Exercise. Count how many lines below contain the word "have", then give that number alone.

Data excerpts
PR #10193, opened 2021-10-19
Add types to `Downloader`

herndlm:
Contribution for #10159

There were some inconsistencies between return types of inherited methods of `VcsDownloader`, `GitDownloader` and `SvnDownloader` where one would return `React\Promise\PromiseInterface` and the other `void`. I unified them by adding the missing promises but I'm not sure if that's the right or best solution.


Seldaek:
OK I think leave it how you have it with simply PromiseInterface, that's unlikely to cause problems.

PR #10198, opened 2021-10-20
Add types to `Package/Dumper`

herndlm:
Contribution for #10159

I thought of defining the dump data array shape but this would end up in some mad thing with more than 25 keys, many of them being optional and nested. I could still try to do that though if wanted and it could be shared as a phpstan type. On the other hand, maybe it would make more sense to refactor that to some value object at some point..


Seldaek:
Yup IMO not worth defining all the array structure.. seems overkill and we have the composer-schema.json to validate this in a way.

Written response. 2